> [Activity]: Report the number of lines below in which the word "creator" occurs. Nothing else is needed.

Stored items

========================================================================

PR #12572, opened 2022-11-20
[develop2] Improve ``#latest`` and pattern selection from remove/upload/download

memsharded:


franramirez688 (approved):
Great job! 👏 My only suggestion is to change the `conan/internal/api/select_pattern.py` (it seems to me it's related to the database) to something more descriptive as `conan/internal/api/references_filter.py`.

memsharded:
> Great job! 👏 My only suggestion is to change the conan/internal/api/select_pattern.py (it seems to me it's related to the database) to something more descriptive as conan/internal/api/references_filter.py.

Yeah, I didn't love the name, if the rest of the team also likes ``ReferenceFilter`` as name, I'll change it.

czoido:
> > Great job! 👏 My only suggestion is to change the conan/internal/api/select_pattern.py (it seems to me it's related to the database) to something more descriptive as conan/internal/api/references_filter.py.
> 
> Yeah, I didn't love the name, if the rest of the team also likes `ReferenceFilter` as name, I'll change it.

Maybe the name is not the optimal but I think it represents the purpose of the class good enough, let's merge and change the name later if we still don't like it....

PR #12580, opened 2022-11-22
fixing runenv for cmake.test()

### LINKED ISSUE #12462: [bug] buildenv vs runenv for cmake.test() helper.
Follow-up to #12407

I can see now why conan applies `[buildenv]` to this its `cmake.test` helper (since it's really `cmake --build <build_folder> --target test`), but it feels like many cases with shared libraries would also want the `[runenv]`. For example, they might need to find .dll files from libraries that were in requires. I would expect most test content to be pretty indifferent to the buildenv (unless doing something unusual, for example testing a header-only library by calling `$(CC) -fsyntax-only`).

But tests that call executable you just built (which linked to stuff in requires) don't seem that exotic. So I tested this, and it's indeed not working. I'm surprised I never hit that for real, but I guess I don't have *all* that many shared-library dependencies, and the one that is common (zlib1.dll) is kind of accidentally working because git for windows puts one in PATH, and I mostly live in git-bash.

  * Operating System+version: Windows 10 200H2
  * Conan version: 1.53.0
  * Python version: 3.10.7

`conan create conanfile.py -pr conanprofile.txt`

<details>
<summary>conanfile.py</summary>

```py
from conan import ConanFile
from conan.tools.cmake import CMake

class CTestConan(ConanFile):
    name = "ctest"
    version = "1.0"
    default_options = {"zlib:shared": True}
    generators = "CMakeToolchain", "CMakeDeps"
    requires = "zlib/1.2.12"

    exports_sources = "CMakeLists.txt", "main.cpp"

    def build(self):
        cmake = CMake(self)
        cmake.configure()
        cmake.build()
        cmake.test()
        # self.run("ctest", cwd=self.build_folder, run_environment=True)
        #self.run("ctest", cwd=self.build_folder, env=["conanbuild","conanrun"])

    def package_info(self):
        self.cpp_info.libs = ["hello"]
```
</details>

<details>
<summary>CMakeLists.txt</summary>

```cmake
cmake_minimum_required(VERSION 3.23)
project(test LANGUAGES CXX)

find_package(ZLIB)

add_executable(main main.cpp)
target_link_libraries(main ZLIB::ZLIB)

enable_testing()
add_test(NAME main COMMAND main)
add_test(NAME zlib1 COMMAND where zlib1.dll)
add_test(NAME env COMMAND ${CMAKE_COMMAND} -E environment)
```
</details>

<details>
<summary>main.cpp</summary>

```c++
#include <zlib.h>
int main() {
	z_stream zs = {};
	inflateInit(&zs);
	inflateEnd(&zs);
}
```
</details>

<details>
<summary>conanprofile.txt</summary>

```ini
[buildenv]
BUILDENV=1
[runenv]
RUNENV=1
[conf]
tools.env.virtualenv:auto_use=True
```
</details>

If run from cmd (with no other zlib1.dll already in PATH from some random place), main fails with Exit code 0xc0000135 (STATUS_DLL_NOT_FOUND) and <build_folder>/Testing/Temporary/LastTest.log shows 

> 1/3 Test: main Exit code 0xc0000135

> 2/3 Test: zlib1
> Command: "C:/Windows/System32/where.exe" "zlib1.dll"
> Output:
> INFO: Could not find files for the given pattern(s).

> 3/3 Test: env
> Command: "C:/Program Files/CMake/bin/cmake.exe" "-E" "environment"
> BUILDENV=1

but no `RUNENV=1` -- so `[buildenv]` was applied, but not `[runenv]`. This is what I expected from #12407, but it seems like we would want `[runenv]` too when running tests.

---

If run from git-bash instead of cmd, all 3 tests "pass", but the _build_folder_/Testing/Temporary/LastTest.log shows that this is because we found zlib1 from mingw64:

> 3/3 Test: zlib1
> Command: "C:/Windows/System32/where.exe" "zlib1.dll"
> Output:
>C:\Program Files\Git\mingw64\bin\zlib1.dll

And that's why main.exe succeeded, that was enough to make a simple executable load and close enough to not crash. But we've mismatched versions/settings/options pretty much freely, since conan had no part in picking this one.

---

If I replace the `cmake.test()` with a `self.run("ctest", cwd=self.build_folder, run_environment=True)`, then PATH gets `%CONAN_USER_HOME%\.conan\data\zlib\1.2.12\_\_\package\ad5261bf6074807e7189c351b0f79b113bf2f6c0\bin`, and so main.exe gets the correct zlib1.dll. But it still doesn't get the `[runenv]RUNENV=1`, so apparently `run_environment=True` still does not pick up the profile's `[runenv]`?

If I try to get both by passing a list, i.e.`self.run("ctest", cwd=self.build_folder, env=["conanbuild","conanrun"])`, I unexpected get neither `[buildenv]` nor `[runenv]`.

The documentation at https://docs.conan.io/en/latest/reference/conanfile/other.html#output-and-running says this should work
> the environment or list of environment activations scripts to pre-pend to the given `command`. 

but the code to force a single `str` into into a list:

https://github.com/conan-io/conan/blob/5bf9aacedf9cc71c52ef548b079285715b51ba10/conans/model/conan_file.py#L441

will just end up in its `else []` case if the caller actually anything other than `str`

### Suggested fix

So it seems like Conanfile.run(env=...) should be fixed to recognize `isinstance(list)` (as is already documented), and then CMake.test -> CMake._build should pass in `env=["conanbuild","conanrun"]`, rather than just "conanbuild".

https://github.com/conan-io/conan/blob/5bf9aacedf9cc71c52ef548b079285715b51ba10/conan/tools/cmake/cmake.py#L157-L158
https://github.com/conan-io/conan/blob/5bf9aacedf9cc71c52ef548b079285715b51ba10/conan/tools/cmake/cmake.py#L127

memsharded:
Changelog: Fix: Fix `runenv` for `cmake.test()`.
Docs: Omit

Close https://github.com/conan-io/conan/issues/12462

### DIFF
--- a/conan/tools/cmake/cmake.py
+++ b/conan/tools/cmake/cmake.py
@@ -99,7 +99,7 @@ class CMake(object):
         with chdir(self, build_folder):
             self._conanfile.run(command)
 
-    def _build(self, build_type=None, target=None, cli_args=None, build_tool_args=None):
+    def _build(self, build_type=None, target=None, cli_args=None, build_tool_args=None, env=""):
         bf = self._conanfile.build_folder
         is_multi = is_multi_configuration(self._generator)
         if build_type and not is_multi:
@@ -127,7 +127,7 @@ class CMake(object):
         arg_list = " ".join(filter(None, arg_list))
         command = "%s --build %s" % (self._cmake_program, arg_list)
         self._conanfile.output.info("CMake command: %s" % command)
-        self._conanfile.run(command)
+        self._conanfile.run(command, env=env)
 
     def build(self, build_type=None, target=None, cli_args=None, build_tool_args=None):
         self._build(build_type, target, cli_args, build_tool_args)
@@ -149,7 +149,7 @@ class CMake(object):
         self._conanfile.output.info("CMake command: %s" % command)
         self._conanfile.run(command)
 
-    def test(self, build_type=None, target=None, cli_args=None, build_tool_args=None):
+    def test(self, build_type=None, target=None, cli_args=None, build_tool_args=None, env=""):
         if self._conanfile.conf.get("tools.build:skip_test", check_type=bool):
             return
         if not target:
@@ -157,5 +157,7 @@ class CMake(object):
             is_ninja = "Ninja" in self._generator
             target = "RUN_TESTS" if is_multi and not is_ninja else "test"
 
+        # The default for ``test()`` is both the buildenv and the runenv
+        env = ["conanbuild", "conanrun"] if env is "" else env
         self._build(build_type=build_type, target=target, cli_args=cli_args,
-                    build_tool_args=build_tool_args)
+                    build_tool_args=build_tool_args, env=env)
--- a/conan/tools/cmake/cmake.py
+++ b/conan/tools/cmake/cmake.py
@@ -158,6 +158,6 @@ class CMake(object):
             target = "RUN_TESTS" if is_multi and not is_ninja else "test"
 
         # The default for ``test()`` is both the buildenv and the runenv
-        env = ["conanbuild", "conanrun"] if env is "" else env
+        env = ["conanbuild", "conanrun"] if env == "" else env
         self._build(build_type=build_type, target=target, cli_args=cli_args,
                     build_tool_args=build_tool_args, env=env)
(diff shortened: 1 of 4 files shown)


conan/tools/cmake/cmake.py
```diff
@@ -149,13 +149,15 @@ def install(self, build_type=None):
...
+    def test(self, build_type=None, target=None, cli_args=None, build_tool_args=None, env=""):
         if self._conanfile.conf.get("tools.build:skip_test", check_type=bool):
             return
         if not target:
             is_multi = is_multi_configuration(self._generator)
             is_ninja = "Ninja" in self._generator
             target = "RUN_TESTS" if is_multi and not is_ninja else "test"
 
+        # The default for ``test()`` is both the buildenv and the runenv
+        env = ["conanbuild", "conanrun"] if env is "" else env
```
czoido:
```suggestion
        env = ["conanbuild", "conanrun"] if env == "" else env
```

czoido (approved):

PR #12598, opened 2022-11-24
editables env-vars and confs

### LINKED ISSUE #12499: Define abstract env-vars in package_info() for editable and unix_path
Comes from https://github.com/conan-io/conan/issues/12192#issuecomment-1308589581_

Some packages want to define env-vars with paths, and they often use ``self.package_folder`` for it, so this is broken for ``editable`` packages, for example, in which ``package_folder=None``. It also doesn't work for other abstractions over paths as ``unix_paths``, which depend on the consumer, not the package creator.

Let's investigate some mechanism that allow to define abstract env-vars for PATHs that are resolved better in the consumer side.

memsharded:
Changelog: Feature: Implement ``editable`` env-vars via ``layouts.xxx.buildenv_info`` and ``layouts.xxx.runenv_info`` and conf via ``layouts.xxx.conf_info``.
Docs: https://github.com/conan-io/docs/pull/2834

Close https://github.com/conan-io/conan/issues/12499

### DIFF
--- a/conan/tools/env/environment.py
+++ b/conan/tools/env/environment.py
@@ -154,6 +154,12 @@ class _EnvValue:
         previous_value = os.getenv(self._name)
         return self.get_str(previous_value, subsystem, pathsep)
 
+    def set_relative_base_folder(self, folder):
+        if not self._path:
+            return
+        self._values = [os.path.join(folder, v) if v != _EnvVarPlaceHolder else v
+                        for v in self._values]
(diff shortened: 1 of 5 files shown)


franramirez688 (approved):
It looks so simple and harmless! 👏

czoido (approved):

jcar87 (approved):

========================================================================

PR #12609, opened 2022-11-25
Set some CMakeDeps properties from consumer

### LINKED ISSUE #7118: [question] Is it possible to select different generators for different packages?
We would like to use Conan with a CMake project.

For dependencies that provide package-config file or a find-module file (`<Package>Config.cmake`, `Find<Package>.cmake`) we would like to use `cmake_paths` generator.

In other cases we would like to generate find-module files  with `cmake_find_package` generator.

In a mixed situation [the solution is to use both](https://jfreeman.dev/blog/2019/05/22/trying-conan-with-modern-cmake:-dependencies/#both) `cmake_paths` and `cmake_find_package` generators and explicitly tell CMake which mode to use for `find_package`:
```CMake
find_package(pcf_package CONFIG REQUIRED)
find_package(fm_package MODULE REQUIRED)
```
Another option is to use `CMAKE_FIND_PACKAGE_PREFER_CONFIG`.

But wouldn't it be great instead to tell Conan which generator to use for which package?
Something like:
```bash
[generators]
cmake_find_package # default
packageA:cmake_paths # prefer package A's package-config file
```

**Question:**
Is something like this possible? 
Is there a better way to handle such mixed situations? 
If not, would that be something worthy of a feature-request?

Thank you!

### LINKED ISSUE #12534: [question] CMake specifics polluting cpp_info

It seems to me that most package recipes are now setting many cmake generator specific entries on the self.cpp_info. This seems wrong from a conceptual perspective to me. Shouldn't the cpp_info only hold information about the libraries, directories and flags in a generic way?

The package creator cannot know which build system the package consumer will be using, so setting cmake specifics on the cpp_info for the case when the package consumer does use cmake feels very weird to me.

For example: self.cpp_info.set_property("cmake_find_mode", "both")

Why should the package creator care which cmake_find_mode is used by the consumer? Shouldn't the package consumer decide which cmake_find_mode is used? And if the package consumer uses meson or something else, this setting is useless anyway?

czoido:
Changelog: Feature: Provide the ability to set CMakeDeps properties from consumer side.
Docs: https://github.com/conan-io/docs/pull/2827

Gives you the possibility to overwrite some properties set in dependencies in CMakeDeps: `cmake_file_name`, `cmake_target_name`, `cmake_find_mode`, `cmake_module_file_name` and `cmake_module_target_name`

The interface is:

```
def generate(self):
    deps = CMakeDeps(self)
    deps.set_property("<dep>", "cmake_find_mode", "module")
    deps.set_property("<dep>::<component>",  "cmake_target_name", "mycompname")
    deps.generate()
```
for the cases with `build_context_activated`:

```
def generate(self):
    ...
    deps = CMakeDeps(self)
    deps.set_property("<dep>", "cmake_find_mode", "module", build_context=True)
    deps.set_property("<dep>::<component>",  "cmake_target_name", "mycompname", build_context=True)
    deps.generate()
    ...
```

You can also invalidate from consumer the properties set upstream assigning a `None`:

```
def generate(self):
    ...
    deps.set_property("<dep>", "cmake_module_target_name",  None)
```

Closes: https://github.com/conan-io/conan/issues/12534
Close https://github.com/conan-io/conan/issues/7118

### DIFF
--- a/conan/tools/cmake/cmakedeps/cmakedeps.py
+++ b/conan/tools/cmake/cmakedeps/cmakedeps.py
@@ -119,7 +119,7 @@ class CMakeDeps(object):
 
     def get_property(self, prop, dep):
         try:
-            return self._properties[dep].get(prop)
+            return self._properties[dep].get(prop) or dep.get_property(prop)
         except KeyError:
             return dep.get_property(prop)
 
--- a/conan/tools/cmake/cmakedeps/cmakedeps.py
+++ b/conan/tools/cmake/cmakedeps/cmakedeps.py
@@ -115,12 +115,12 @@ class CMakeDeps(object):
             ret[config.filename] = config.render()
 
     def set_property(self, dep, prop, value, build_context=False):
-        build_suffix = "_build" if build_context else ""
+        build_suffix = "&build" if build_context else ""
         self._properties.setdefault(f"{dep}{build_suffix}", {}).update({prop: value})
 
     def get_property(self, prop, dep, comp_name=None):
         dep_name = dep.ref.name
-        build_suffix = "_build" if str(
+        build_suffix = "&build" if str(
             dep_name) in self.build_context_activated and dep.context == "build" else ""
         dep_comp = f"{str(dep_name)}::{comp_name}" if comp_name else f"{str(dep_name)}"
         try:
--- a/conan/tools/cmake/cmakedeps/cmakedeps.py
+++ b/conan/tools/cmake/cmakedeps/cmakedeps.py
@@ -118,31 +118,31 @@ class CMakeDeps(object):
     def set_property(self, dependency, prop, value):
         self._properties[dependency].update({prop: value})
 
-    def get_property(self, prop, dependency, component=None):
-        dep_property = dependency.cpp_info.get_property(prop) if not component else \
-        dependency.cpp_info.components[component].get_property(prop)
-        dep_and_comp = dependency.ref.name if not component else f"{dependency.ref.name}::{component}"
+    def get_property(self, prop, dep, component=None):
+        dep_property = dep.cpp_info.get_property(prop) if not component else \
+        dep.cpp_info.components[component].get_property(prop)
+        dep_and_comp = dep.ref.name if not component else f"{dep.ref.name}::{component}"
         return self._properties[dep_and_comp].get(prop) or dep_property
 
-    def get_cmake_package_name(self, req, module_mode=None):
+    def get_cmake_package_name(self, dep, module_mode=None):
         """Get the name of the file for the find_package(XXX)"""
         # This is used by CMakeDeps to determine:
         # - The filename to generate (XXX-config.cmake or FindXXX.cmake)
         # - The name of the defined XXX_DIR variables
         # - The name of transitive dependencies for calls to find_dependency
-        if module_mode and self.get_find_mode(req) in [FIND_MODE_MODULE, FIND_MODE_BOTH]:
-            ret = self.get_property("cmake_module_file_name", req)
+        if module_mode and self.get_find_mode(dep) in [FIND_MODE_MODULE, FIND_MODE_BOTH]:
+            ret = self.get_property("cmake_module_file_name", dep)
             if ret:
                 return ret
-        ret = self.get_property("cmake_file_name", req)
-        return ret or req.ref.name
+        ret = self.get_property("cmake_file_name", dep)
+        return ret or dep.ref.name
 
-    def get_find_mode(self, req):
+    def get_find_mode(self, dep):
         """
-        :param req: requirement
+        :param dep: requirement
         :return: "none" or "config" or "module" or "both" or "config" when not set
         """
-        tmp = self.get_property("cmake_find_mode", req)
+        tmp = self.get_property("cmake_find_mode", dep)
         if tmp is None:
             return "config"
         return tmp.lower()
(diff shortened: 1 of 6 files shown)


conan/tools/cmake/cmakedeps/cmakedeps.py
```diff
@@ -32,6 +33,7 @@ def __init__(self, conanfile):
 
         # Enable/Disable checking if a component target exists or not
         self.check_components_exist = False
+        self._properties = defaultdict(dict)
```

========================================================================

> [Response]: 3